== TASK GOAL ==
For the records that follow, please set down exactly the lines between the one holding "we want those?" and the one holding "agarwal-navin: Make it a getter and readonly?", inclusive, and only those.

== DATASET ==
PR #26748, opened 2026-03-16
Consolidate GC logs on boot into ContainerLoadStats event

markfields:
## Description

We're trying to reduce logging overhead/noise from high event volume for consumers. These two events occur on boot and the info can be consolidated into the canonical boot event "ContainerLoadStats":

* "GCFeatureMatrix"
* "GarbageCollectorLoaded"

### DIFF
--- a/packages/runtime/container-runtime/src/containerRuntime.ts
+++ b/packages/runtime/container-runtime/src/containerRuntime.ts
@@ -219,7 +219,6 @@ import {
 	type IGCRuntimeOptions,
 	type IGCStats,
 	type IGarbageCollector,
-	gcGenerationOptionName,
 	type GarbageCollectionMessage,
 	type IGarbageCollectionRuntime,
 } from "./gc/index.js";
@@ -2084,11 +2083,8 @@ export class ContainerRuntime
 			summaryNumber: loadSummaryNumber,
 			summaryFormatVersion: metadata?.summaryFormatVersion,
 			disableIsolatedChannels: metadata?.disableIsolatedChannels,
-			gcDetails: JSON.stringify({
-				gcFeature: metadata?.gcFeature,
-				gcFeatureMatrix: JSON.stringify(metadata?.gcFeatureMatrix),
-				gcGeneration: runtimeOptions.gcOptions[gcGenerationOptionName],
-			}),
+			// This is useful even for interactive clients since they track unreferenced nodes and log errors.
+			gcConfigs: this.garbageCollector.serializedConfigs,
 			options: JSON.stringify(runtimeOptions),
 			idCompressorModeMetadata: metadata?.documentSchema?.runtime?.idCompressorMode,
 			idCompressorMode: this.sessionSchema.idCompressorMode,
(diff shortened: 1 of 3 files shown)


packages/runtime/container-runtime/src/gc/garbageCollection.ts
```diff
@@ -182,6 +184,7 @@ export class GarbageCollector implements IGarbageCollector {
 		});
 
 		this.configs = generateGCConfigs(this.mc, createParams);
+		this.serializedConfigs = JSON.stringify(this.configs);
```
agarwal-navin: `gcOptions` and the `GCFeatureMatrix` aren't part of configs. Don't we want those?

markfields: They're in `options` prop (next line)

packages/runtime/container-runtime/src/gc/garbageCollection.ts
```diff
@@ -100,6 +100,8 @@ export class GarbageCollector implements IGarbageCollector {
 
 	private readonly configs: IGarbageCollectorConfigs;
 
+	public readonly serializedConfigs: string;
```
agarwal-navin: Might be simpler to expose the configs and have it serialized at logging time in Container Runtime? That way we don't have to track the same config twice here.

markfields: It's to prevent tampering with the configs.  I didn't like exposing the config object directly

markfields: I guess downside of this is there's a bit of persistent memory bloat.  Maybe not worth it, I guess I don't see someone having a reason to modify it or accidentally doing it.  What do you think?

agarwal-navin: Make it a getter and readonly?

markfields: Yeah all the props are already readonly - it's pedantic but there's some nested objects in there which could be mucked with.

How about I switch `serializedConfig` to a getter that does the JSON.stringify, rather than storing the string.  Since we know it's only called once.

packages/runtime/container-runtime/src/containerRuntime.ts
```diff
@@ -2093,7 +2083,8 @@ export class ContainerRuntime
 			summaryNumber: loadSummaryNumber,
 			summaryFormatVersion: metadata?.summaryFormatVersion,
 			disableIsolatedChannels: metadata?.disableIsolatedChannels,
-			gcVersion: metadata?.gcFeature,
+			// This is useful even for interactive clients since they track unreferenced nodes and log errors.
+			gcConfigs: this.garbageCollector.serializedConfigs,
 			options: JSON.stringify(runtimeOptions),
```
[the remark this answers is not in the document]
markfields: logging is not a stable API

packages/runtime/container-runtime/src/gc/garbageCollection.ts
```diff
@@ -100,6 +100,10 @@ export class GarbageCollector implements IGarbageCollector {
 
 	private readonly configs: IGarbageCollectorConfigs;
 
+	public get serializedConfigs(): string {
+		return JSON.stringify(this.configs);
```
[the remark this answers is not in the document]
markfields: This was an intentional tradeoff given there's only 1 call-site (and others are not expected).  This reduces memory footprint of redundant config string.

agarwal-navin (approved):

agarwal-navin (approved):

...

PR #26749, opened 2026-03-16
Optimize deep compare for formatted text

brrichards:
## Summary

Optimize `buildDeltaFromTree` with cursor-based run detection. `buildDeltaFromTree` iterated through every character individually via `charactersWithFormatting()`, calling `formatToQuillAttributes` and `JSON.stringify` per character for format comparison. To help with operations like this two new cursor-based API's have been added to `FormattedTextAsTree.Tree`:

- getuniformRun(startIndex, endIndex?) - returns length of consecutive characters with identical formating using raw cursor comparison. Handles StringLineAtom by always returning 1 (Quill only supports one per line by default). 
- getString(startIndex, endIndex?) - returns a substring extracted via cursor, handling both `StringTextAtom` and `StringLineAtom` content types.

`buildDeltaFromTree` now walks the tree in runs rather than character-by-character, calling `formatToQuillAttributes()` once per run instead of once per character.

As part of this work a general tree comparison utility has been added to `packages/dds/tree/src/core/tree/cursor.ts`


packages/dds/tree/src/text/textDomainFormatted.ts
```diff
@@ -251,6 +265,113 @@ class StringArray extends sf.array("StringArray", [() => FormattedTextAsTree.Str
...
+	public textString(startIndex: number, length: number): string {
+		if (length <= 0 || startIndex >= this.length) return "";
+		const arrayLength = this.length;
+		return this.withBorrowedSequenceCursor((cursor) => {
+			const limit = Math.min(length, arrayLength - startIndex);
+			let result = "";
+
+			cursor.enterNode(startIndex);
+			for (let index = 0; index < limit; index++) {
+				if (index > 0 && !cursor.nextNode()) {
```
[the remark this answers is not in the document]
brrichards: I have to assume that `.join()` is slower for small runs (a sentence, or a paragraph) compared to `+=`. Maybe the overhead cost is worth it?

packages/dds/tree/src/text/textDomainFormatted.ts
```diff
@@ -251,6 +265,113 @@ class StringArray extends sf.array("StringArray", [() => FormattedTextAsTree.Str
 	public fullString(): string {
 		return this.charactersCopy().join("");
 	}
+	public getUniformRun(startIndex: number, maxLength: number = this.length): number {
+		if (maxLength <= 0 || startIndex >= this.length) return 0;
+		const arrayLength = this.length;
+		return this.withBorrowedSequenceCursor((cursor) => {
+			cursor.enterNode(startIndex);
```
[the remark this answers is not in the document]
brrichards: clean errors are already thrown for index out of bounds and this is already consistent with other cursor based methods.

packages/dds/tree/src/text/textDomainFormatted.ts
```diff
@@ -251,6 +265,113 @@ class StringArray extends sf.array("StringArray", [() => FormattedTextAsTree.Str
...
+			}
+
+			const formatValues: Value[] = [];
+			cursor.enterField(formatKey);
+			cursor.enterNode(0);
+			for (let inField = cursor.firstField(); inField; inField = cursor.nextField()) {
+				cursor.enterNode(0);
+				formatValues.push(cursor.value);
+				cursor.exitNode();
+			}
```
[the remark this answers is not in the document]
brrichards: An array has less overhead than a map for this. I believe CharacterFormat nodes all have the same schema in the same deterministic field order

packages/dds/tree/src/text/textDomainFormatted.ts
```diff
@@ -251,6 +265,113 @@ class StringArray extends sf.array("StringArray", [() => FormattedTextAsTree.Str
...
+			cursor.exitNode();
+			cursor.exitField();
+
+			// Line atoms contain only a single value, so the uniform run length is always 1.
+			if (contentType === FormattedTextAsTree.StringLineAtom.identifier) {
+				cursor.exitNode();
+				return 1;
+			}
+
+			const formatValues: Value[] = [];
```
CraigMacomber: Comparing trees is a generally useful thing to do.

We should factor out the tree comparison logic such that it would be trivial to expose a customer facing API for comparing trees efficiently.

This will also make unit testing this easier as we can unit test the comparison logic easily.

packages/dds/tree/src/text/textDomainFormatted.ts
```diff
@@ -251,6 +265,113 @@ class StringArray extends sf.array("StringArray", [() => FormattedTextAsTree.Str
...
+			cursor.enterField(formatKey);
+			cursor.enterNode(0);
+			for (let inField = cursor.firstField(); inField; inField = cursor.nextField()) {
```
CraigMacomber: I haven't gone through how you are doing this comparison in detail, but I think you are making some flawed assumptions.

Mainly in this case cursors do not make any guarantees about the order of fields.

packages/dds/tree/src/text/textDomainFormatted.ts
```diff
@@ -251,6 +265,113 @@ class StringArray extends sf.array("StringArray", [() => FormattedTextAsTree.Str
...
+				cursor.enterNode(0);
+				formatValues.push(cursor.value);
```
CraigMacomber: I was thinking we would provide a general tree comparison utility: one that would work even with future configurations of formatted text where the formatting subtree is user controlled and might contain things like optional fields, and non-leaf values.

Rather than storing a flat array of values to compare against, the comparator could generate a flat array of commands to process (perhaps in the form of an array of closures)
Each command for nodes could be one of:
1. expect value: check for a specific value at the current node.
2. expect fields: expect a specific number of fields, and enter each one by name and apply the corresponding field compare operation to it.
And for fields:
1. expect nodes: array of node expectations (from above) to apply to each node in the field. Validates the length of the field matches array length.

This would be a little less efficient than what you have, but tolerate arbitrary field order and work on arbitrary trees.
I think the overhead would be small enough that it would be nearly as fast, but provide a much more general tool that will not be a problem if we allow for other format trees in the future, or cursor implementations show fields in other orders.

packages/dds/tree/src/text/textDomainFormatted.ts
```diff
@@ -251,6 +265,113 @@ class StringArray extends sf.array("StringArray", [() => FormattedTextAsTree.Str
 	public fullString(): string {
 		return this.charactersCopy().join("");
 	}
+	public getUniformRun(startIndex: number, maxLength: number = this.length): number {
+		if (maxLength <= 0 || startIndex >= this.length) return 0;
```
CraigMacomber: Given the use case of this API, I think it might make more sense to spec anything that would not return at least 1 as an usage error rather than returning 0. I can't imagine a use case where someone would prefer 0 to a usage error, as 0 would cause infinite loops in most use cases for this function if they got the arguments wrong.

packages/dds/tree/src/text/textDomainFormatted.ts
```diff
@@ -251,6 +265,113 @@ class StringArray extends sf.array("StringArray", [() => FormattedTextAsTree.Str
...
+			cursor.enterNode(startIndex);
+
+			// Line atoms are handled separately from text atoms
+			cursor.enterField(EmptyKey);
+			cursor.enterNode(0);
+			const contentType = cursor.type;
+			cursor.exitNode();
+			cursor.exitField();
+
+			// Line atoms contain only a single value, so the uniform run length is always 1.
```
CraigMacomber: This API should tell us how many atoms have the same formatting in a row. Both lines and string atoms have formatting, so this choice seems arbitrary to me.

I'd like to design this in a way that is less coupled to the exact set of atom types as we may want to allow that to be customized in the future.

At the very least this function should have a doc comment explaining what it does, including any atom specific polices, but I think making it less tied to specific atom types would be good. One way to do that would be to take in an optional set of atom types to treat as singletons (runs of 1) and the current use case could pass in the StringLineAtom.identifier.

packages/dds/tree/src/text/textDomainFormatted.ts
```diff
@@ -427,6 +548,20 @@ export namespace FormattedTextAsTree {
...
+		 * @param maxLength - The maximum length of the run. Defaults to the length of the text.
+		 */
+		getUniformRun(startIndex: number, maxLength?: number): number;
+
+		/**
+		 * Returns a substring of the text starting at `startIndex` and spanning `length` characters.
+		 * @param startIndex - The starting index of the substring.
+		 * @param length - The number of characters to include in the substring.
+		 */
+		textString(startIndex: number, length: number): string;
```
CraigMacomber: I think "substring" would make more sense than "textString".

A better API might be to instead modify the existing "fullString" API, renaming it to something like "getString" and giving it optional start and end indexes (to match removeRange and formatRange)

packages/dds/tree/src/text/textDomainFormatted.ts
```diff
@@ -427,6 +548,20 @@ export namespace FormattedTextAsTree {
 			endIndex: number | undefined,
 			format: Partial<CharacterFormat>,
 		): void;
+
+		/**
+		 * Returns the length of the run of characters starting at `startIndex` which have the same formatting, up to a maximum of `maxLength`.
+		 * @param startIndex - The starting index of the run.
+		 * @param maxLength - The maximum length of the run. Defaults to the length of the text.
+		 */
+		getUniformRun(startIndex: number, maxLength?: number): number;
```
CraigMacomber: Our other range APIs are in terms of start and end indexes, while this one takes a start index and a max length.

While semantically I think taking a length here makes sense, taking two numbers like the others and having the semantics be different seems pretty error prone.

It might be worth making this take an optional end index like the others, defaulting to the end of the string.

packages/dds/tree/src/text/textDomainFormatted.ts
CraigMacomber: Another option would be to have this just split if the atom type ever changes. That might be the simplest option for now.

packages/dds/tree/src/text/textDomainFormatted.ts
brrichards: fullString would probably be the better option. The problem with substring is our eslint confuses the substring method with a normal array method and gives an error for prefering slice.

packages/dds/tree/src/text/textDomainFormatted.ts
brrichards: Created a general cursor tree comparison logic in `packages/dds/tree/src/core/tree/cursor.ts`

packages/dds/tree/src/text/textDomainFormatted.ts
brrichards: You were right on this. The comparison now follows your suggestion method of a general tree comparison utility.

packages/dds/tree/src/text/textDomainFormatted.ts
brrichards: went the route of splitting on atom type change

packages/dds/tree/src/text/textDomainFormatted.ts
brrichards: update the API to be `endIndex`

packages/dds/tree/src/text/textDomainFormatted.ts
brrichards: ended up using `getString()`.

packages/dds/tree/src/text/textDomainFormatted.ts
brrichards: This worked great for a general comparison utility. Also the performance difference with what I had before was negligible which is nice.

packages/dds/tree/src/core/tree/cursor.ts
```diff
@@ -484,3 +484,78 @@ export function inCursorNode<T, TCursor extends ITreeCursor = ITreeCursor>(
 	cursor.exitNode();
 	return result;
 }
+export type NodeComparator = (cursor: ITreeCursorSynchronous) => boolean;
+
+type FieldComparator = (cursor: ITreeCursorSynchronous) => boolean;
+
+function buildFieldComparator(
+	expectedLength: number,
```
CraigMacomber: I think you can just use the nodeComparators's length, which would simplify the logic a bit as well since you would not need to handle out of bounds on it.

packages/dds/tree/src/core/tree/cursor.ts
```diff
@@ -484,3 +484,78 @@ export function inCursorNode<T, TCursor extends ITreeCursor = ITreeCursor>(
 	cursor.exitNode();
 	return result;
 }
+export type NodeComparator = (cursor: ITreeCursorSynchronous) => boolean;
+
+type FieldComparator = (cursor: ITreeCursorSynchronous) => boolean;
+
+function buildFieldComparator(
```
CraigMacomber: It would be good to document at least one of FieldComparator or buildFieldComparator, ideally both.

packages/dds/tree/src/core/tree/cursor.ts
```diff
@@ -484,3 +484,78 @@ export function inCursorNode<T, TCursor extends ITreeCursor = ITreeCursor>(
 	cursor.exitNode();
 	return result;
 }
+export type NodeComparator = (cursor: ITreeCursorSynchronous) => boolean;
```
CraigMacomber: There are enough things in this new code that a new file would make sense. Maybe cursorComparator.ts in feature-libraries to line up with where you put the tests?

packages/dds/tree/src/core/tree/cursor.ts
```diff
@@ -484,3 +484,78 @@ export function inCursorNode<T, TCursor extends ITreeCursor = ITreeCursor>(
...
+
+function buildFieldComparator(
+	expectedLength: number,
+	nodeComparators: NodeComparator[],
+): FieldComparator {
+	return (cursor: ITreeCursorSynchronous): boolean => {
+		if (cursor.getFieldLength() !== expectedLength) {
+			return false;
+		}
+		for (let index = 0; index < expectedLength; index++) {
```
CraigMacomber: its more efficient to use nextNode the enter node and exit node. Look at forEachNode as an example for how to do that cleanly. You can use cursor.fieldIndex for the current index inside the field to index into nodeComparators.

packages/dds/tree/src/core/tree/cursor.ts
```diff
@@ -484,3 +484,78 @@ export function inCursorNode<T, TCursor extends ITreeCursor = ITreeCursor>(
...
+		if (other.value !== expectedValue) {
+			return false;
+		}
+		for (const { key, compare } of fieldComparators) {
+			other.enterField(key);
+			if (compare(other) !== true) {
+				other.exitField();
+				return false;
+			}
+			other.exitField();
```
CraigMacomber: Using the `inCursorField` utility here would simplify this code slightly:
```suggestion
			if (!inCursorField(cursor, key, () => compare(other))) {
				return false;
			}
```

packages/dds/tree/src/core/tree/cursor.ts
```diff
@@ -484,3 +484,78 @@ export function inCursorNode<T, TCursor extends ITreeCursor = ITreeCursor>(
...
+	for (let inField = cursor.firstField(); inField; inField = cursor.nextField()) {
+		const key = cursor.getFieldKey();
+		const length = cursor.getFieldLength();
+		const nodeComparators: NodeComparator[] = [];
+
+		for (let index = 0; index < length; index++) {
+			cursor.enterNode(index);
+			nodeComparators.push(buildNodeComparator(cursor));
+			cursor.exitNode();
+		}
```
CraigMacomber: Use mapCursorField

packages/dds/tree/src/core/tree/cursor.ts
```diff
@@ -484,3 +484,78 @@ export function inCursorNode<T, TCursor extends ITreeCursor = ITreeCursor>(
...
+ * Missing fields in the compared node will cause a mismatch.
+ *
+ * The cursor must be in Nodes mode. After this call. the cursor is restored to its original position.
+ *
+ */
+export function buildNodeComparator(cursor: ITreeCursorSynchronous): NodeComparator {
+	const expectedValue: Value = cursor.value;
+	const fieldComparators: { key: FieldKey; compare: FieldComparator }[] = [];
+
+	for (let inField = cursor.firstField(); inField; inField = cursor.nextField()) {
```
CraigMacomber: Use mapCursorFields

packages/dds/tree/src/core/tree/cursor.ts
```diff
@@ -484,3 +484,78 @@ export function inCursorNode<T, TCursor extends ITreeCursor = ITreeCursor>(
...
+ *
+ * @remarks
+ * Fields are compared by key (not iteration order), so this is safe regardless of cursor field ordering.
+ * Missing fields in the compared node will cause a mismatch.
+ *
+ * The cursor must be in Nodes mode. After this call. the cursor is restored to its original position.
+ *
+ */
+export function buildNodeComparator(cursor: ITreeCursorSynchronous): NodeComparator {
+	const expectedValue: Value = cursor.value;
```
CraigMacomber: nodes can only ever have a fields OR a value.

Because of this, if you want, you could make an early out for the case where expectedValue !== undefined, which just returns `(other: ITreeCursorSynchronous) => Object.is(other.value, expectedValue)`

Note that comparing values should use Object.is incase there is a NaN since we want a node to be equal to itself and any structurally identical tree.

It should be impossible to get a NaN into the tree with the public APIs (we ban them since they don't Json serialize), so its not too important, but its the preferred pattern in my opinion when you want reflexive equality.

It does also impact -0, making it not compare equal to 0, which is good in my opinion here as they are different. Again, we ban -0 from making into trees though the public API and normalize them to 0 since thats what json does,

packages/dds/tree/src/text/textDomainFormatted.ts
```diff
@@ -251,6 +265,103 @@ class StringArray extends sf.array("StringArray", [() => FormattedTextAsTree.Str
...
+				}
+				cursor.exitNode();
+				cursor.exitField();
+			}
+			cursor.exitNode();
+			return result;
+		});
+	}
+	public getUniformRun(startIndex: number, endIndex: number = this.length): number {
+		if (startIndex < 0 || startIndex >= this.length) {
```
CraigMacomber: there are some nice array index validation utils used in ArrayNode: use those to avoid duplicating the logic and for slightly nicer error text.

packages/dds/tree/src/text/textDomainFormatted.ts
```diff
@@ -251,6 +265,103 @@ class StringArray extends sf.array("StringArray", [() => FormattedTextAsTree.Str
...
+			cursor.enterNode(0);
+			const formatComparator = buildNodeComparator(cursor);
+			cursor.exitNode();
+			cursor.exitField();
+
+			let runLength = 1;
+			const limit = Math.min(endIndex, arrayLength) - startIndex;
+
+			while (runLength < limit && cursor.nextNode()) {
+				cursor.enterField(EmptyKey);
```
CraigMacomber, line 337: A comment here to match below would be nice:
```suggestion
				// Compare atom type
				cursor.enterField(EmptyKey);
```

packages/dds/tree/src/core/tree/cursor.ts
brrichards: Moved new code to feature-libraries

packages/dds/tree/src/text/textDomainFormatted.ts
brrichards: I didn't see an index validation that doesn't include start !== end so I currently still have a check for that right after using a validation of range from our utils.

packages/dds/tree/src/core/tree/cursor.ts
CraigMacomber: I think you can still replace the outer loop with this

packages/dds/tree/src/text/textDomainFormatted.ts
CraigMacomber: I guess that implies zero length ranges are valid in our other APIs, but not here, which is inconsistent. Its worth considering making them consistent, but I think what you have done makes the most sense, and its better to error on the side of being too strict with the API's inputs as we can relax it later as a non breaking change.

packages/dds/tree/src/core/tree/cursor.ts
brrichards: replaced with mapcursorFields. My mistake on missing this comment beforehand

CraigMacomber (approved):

---

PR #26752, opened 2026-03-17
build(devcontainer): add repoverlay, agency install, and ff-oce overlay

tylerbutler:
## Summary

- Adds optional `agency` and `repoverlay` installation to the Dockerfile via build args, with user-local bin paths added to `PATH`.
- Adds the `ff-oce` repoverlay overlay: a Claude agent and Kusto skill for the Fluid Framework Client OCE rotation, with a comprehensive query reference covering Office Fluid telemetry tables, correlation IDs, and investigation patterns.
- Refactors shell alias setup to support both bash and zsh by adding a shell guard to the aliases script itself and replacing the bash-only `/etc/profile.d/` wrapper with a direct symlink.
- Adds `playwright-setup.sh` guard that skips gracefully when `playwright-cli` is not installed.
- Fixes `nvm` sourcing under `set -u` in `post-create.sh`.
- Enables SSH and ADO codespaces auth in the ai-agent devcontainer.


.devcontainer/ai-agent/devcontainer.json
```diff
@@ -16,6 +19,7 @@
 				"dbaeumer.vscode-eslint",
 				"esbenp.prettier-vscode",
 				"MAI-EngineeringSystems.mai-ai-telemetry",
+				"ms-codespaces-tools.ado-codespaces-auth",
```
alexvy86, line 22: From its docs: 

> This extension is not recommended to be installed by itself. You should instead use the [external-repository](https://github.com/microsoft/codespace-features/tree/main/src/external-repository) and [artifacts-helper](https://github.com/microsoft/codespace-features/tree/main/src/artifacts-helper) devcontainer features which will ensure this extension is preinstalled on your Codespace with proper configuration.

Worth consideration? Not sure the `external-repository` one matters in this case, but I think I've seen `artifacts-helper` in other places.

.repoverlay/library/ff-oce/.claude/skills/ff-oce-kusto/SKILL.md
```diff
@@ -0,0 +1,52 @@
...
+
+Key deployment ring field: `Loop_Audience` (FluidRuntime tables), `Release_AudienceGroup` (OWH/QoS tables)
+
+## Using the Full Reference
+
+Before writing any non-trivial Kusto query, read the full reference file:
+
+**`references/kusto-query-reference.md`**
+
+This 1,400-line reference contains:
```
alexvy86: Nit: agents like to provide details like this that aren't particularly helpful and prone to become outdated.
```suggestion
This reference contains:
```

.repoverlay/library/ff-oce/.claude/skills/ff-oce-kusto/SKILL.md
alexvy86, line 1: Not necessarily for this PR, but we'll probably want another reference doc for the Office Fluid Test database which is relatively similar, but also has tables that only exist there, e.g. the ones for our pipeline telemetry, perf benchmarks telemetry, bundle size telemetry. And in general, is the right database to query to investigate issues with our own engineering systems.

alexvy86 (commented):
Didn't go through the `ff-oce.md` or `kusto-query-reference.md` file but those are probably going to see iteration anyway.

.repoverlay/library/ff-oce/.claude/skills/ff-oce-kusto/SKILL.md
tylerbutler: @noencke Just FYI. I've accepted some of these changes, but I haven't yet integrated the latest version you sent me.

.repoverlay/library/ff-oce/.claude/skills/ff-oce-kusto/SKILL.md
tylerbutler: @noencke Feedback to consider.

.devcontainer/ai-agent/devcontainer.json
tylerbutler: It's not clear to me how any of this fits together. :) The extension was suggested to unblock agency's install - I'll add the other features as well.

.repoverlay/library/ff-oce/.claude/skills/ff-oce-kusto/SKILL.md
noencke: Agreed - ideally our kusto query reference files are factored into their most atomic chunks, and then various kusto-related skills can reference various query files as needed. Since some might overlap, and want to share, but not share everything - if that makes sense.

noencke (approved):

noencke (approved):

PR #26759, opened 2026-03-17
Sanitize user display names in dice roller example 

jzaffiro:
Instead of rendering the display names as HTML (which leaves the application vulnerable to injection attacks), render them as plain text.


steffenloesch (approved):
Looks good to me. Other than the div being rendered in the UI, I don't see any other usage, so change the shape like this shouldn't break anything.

== SOLUTION FOR THIS TASK ==
agarwal-navin: `gcOptions` and the `GCFeatureMatrix` aren't part of configs. Don't we want those?

markfields: They're in `options` prop (next line)

packages/runtime/container-runtime/src/gc/garbageCollection.ts
```diff
@@ -100,6 +100,8 @@ export class GarbageCollector implements IGarbageCollector {
 
 	private readonly configs: IGarbageCollectorConfigs;
 
+	public readonly serializedConfigs: string;
```
agarwal-navin: Might be simpler to expose the configs and have it serialized at logging time in Container Runtime? That way we don't have to track the same config twice here.

markfields: It's to prevent tampering with the configs.  I didn't like exposing the config object directly

markfields: I guess downside of this is there's a bit of persistent memory bloat.  Maybe not worth it, I guess I don't see someone having a reason to modify it or accidentally doing it.  What do you think?

agarwal-navin: Make it a getter and readonly?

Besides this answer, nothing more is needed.